PR #1740, opened 2026-05-13
Use more portable detection code

byroot:
Use `uname` for architecture detection.
`dpkg` isn't available on Amazon Linux 2023 and that's what we are building under.

Also use `command -v` over `which`, as it's supported by more shells.

### DIFF
--- a/lib/language_pack/base.rb
+++ b/lib/language_pack/base.rb
@@ -18,7 +18,7 @@ class LanguagePack::Base
   VENDOR_URL = ENV["BUILDPACK_VENDOR_URL"] || "https://heroku-buildpack-ruby.s3.dualstack.us-east-1.amazonaws.com"
   ROOT_DIR = File.expand_path("../../..", __FILE__)
   AMD_ONLY_STACKS = ["heroku-22"]
-  KNOWN_ARCHITECTURES = ["amd64", "arm64"]
+  KNOWN_ARCHITECTURES = ["amd64", "arm64", "x86_64", "aarch64"]
 
   attr_reader :app_path, :bundler, :cache, :environment_name, :stack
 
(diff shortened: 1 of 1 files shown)


edmorley:
>  dpkg isn't available on Amazon Linux 2023 and that's what we are building under.

Just be aware that the Ruby binaries used by this buildpack are compiled for Ubuntu (and specifically our Ubuntu base images that have a certain set of system libraries installed), so trying to run them on alternative distros is likely to lead to pain and issues (and definitely isn't officially supported by this buildpack).

> Also use `command -v` over `which`, as it's supported by more shells.

This change was already made in #1716.

lib/language_pack/base.rb
```diff
@@ -40,7 +40,7 @@ def initialize(app_path:, arch:, bundler:, cache_path:, environment_name:, gemfi
   end
 
   def self.get_arch
-    command = "dpkg --print-architecture"
+    command = "uname -m"
```
edmorley, line 43: I haven't looked closely, but will this even work as is?

I believe the arch value here is what gets directly fed into the S3 URL, so I'm pretty sure this will 404 as is. (Given the current URLs have values like `amd64` in them and not `x86_64`)

byroot:
> This change was already made in #1716.

Woops, sorry I'm trying to contribute our private patches upstream, I didn't notice this one :/

byroot:
> Just be aware that the Ruby binaries used by this buildpack are compiled for Ubuntu

Yes, we're using our own binaries. So that's not a problem for us.

lib/language_pack/base.rb
byroot: Ah good catch 🤦 . I'm afraid this patch we'll have to keep private. Sorry for the noise.

edmorley: No worries! :-)

PR #1738, opened 2026-05-13
Fix BUNDLE_CONFIG path

byroot:
`Pathname#join` can have somewhat surpising behavior when passed an absolute path:

```ruby
>> Pathname.new("/home").join("/.bundle/config").to_s
=> "/.bundle/config"
>> File.join("/home", "/.bundle/config")
=> "/home/.bundle/config"
```

PR #1742, opened 2026-05-15
Test: Fix BUNDLE_CONFIG path (from #1738)

schneems:
Testing branch for https://github.com/heroku/heroku-buildpack-ruby/pull/1738 to run CI with secrets.


colincasey (approved):
Does this need a test added?

PR #1744, opened 2026-05-20
Add DotRubyVersionFile parser for .ruby-version files

schneems:
Parses .ruby-version file contents and produces a LanguagePack::RubyVersion instance. Uses service object pattern: initialize stores contents, call returns a Result struct with ruby_version and a warnings array.

Supported formats:
- Plain version: `3.4.8`
- Ruby prefix: `ruby-3.4.8`
- With @org suffix: `ruby-3.4.8@company-name`
- Pre-release (dot or dash): `3.4.0.rc1`, `3.4.0-preview2`
- Comments (`#`) and blank lines are ignored

Invalid inputs produce warnings:
- Version specifiers (>=, ~>, etc.)
- Multiple version lines
- Unparseable content
- JRuby prefix (current implementation needs engine version + target ruby version, can't find an existing syntax in the wild that supports jruby)

GUS-W-22244611

### DIFF
--- a/lib/language_pack/helpers/dot_ruby_version_file.rb
+++ b/lib/language_pack/helpers/dot_ruby_version_file.rb
@@ -1,0 +1,118 @@
+require "language_pack/shell_helpers"
+require "language_pack/ruby_version"
+
+module LanguagePack
+  module Helpers
+    # Parses contents of `.ruby-version` file to transform it into a RubyVersion
+    #
+    # Example:
+    #
+    #   version = DotRubyVersionFile.new(
+    #     contents: File.read(".ruby-version")
+    #   ).call
+    #   assert_eq [], version.warnings
+    #   assert_eq :ruby, version.ruby_version.engine
+    class DotRubyVersionFile
+      VERSION_PATTERN = /\A(?<version>\d+\.\d+\.\d+)(?:[.-](?<pre>\S+))?\z/
+      JRUBY_PATTERN = /\Ajruby-/i
+      SPECIFIER_PATTERN = />=|<=|~>|>|</
+
+      Result = Data.define(:ruby_version, :warnings)
+
+      def initialize(contents:)
+        @contents = contents
+      end
+
+      def call
+        warnings = []
+        lines = meaningful_lines
+
+        if lines.empty?
+          return Result.new(ruby_version: nil, warnings: warnings)
+        end
+
+        line = lines.first
+        version_string = strip_ruby_prefix_and_at_suffix(line)
+
+        if lines.length > 1
+          warnings << <<~EOF
+            The `.ruby-version` file contains multiple version lines.
+            Only a single version is supported. Remove additional lines.
+
+            Contents:
+
+            ```
+            #{@contents}
+            ```
+          EOF
+        end
+
+        if version_string.match?(JRUBY_PATTERN)
+          warnings << <<~EOF
+            JRuby not supported in `.ruby-version` file.
+
+            The `.ruby-version` file contains a JRuby version however the
+            JRuby engine is not supported by `.ruby-version` on Heroku at this time.
+
+            Contents:
+
+            ```
+            #{@contents}
+            ```
+          EOF
+        end
+
+        if version_string.match?(SPECIFIER_PATTERN)
+          warnings << <<~EOF
+            Cannot parse version specifiers in `.ruby-version` file.
+
+            Only exact versions are supported such as `3.4.8` or `ruby-3.4.8`.
+            Got:
+
+            ```
+            #{@contents}
+            ```
+          EOF
+        end
+
+        if warnings.any?
+          Result.new(ruby_version: nil, warnings: warnings)
+        elsif (match = version_string.match(VERSION_PATTERN))
+          Result.new(
+            ruby_version: LanguagePack::RubyVersion.new(
+              pre: match[:pre],
+              engine: :ruby,
+              default: false,
+              ruby_version: match[:version],
+              engine_version: match[:version]
+            ),
+            warnings: warnings
+          )
+        else
+          warnings << <<~EOF
+            Cannot parse Ruby version from `.ruby-version` file.
+
+            Expected format: `3.4.8` or `ruby-3.4.8`. Got:
+
+            ```
+            #{@contents}
+            ```
+          EOF
+          Result.new(ruby_version: nil, warnings: warnings)
+        end
+      end
+
+      private def meaningful_lines
+        @contents.gsub(/\s*#.*/, "").each_line.filter_map { |line|
+          stripped = line.strip
+          stripped unless stripped.empty?
+        }
+      end
+
+      private def strip_ruby_prefix_and_at_suffix(line)
+        version = line.delete_prefix("ruby-")
+        version.split("@").first
+      end
+    end
+  end
+end
--- a/lib/language_pack/helpers/dot_ruby_version_file.rb
+++ b/lib/language_pack/helpers/dot_ruby_version_file.rb
@@ -92,7 +92,8 @@ module LanguagePack
           warnings << <<~EOF
             Cannot parse Ruby version from `.ruby-version` file.
 
-            Expected format: `3.4.8` or `ruby-3.4.8`. Got:
+            Only full version specifiers with major, minor, and patch are supported
+            such as `3.4.8` or `ruby-3.4.8`. Got:
 
             ```
             #{@contents}
--- a/lib/language_pack/helpers/dot_ruby_version_file.rb
+++ b/lib/language_pack/helpers/dot_ruby_version_file.rb
@@ -112,7 +112,7 @@ module LanguagePack
 
       private def strip_ruby_prefix_and_at_suffix(line)
         version = line.delete_prefix("ruby-")
-        version.split("@").first
+        version.split("@").first || ""
       end
     end
   end
--- a/spec/helpers/dot_ruby_version_file_spec.rb
+++ b/spec/helpers/dot_ruby_version_file_spec.rb
@@ -138,41 +138,41 @@ describe "DotRubyVersionFile" do
     result = LanguagePack::Helpers::DotRubyVersionFile.new(contents: "ruby >= 3.1.6, < 3.3").call
     expect(result.ruby_version).to be_nil
     expect(result.warnings.length).to eq(1)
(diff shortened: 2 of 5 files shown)


lib/language_pack/helpers/dot_ruby_version_file.rb
```diff
@@ -0,0 +1,119 @@
...
+    #
+    # Example:
+    #
+    #   version = DotRubyVersionFile.new(
+    #     contents: File.read(".ruby-version")
+    #   ).call
+    #   assert_eq [], version.warnings
+    #   assert_eq :ruby, version.ruby_version.engine
+    class DotRubyVersionFile
+      VERSION_PATTERN = /\A(?<version>\d+\.\d+\.\d+)(?:[.-](?<pre>\S+))?\z/
```
colincasey, line 16: Do we do anything with the `pre` value? Could the regex for that be constrained to something less permissive than `\S+` (e.g.; only alphanumeric)?

spec/helpers/dot_ruby_version_file_spec.rb
```diff
@@ -0,0 +1,178 @@
...
+    expect(result.ruby_version).to be_nil
+    expect(result.warnings.length).to eq(1)
+    expect(result.warnings.first).to include("JRuby")
+  end
+
+  it "warns for version specifiers with >=" do
+    result = LanguagePack::Helpers::DotRubyVersionFile.new(contents: "ruby >= 3.1.6, < 3.3").call
+    expect(result.ruby_version).to be_nil
+    expect(result.warnings.length).to eq(1)
+    expect(result.warnings.first).to include("version specifiers")
```
colincasey: This assertion (also repeated elsewhere) can match multiple warning messages which is probably not what you intended.

lib/language_pack/helpers/dot_ruby_version_file.rb
```diff
@@ -0,0 +1,119 @@
...
+            #{@contents}
+            ```
+          EOF
+        end
+
+        if version_string.match?(JRUBY_PATTERN)
+          warnings << <<~EOF
+            JRuby not supported in `.ruby-version` file.
+
+            The `.ruby-version` file contains a JRuby version however the
```
colincasey, line 54: What's the recommended action for this warning? Specify JRuby in the Gemfile?

colincasey (approved):
@schneems since this is just the parser and it's not wired up to anything, it might be worth mentioning in the PR body that decisions like version resolution precedence, surfacing warnings, telemetry, etc. will come later.

lib/language_pack/helpers/dot_ruby_version_file.rb
schneems: It is technically any value before the space. It could be an emoji, and that would be valid. In practice it's alphanumeric and really restricted to only "pre" and "rc" with number suffixes. The only suffix that would break our logic was if it was `@` since we're splitting on it. I think this is good.

lib/language_pack/helpers/dot_ruby_version_file.rb
schneems: The warnings will be non-blocking. To remove the warning, someone could delete their `.ruby-version` file. But I want it to keep showing so someone doesn't say "dang it, I updated the `.ruby-version` why isn't it being used!"

I've captured N days of `.ruby-version` files, and so far no one has tried to use `jruby-` in one. Therefore this warning is mostly pre-emptive, very unlikely to hit IRL (at least for now).

Also, while I'm here: The reason we can't support jruby (as is) is that we require two values, the engine version i.e. JRuby version, and the target compatibility version i.e. `4.0.3` (like the ruby/ruby` version). Given there's no/limited prior art here, I don't want to force people into that naming. We could support JRuby in the future, but I would want either a manifest file or to save jruby binaries with their raw jruby version (instead of engine version + target compat version).

spec/helpers/dot_ruby_version_file_spec.rb
schneems: Good catch. Thanks. Updating.

lib/language_pack/helpers/dot_ruby_version_file.rb
```diff
@@ -0,0 +1,119 @@
+require "language_pack/shell_helpers"
+require "language_pack/ruby_version"
+
+module LanguagePack
+  module Helpers
+    # Parses contents of `.ruby-version` file to transform it into a RubyVersion
```
edmorley, line 6: > Supported formats:
> - Plain version: `3.4.8`
> - Ruby prefix: `ruby-3.4.8`
> - With @org suffix: `ruby-3.4.8@company-name`
> - Pre-release (dot or dash): `3.4.0.rc1`, `3.4.0-preview2`
> - Comments (`#`) and blank lines are ignored

A few of these seem surprising to me (eg the `@org suffix` one) given they aren't supported by `.python-version` and that was mostly created by pyenv that was inspired by rbenv (from which I imagine `.ruby-version` support similarly originated). 

What tools support the extended syntax like that?

Is there an official spec for `.ruby-version` somewhere, or is it like Python in that `.python-version` isn't an officially specified file format? (Context: For Python I chose to only support the simpler syntax formats, and also intentionally reject files containing rarely used features we don't support, like multiple versions etc, rather than trying to handle everything)

lib/language_pack/helpers/dot_ruby_version_file.rb
edmorley, line 16: Claude says the following:

- **4-part versions silently mis-parse** (`lib/language_pack/helpers/dot_ruby_version_file.rb:16`). The regex `\A(?<version>\d+\.\d+\.\d+)(?:[.-](?<pre>\S+))?\z` accepts `3.4.8.0` as `version=3.4.8, pre=0` and `9.4.9.0` (a JRuby-shaped version without `jruby-` prefix) the same way. The buildpack will then try to download `ruby-3.4.8.0.tgz` and fail downstream with a confusing message. Either reject 4+ segments or restrict `pre` to non-numeric-leading tokens. Add a regression test pinning intended behavior.

lib/language_pack/helpers/dot_ruby_version_file.rb
```diff
@@ -0,0 +1,119 @@
...
+              ruby_version: match[:version],
+              engine_version: match[:version]
+            ),
+            warnings: warnings
+          )
+        else
+          warnings << <<~EOF
+            Cannot parse Ruby version from `.ruby-version` file.
+
+            Only full version specifiers with major, minor, and patch are supported
```
edmorley, line 95: Claude says the following:

- **Conflicting "version specifier" terminology in user-facing warnings** (`dot_ruby_version_file.rb:67` vs `:95`). Line 67 rejects "version specifiers" (`>=`, `~>`); line 95 says "Only full version specifiers with major, minor, and patch are supported" — same phrase, opposite meaning, in adjacent warnings. Rename line 95 to "Only full version numbers" / "complete `MAJOR.MINOR.PATCH` versions".

lib/language_pack/helpers/dot_ruby_version_file.rb
```diff
@@ -0,0 +1,119 @@
...
+  module Helpers
+    # Parses contents of `.ruby-version` file to transform it into a RubyVersion
+    #
+    # Example:
+    #
+    #   version = DotRubyVersionFile.new(
+    #     contents: File.read(".ruby-version")
+    #   ).call
+    #   assert_eq [], version.warnings
+    #   assert_eq :ruby, version.ruby_version.engine
```
edmorley, line 14: Claude says the following:

- **Class-level docstring uses invented assertion syntax** (`dot_ruby_version_file.rb:13-14`). `assert_eq` is not RSpec, Minitest, or anything in this repo. Sibling `gemfile_lock.rb:17-18` uses `expect(...).to eq(...)`. Fix to match.

lib/language_pack/helpers/dot_ruby_version_file.rb
```diff
@@ -0,0 +1,119 @@
...
+    class DotRubyVersionFile
+      VERSION_PATTERN = /\A(?<version>\d+\.\d+\.\d+)(?:[.-](?<pre>\S+))?\z/
+      JRUBY_PATTERN = /\Ajruby-/i
+      SPECIFIER_PATTERN = />=|<=|~>|>|</
```
edmorley, line 18: Claude says the following:

- **Bare `<`, `<=`, `>` specifiers untested.** `SPECIFIER_PATTERN = />=|<=|~>|>|</` covers them; tests only exercise `>=`, `~>`, and combined `>= ... <`.

lib/language_pack/helpers/dot_ruby_version_file.rb
```diff
@@ -0,0 +1,119 @@
...
+        else
+          warnings << <<~EOF
+            Cannot parse Ruby version from `.ruby-version` file.
+
+            Only full version specifiers with major, minor, and patch are supported
+            such as `3.4.8` or `ruby-3.4.8`. Got:
+
+            ```
+            #{@contents}
+            ```
```
edmorley, line 100: Claude says the following:

- **Triple-backtick fences embed `@contents` raw** (lines 44, 59, 72). A `.ruby-version` containing a backtick line breaks rendering wherever output is markdown-rendered. Use `.inspect` or 4+ fences.

lib/language_pack/helpers/dot_ruby_version_file.rb
schneems: > What tools support the extended syntax like that?

Instead of looking at existing tools, I looked at what people were using while deploying on Heroku. Several had that pattern. 

Looking into it, it looks like it comes from RVM and the gemset concept (a way to isolate/limit installed libraries to a namespace) `rvm use 2.2.2@tptapp --create`. https://github.com/rvm/rvm/blob/e5795eddb2413d3c4de5bf85f5314ecd5d2fc118/scripts/functions/selector#L318

There's no official `.ruby-version` spec.

lib/language_pack/helpers/dot_ruby_version_file.rb
schneems: I originally thumbsed this down, but realized someone could use a bad "version specifier" even if it's not technically a valid bundler one like `=>4.0.5` or `=4.0.5`. If we see any of these symbols `/((>|<|~|=)+)/` I think we can warn about them. Better yet, extract the string we found that makes us think it's a version specifier .

I'll add that to my upcoming PR.

PR #1745, opened 2026-05-28
Capture `.ruby-version` differences with `Gemfile.lock` 

schneems:
To roll out support for `.ruby-version` files, I need to determine what to do when there's a conflict (i.e. both `Gemfile.lock` and `.ruby-version` have valid contents, but they disagree). To inform that decision, we can parse the and compare the two files and send the values to honeycomb to query.

The primary questions (and corresponding queries) look like this:

- **How many apps have .ruby-version but no version in Gemfile.lock?** `WHERE dot_ruby_version.version EXISTS AND gemfile_lock.ruby_version.default = true`
- **How many apps have .ruby-version that matches Gemfile.lock?** `WHERE dot_ruby_version.vs_gemfile_lock = "match"`
- **How many differ?** `WHERE dot_ruby_version.vs_gemfile_lock != "match" AND dot_ruby_version.vs_gemfile_lock EXISTS`
- **When they disagree, which file has the higher version?** `GROUP BY dot_ruby_version.vs_gemfile_lock, COUNT` filtered to `WHERE dot_ruby_version.vs_gemfile_lock != "match"`

GUS-W-22244654

### DIFF
--- a/lib/language_pack.rb
+++ b/lib/language_pack.rb
@@ -35,10 +35,18 @@ module LanguagePack
     metadata = LanguagePack::Metadata.new(cache_path: cache_path)
     new_app = metadata.empty?
 
+    dot_ruby_version_path = app_path.join(".ruby-version")
+    dot_ruby_version_result = if dot_ruby_version_path.exist?
+      LanguagePack::Helpers::DotRubyVersionFile.new(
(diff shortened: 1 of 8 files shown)


Malax (approved):
Looks good to me for what it intents to solve. 👍🏻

#### Required action
Retype the portion of the data above that starts on the line with "-35,10 +35,18 @@ module LanguagePack" and finishes on the line with "dot_ruby_version_result = if dot_ruby_version_path.exist?", including both of those lines.

#### Your response
@@ -35,10 +35,18 @@ module LanguagePack
     metadata = LanguagePack::Metadata.new(cache_path: cache_path)
     new_app = metadata.empty?
 
+    dot_ruby_version_path = app_path.join(".ruby-version")
+    dot_ruby_version_result = if dot_ruby_version_path.exist?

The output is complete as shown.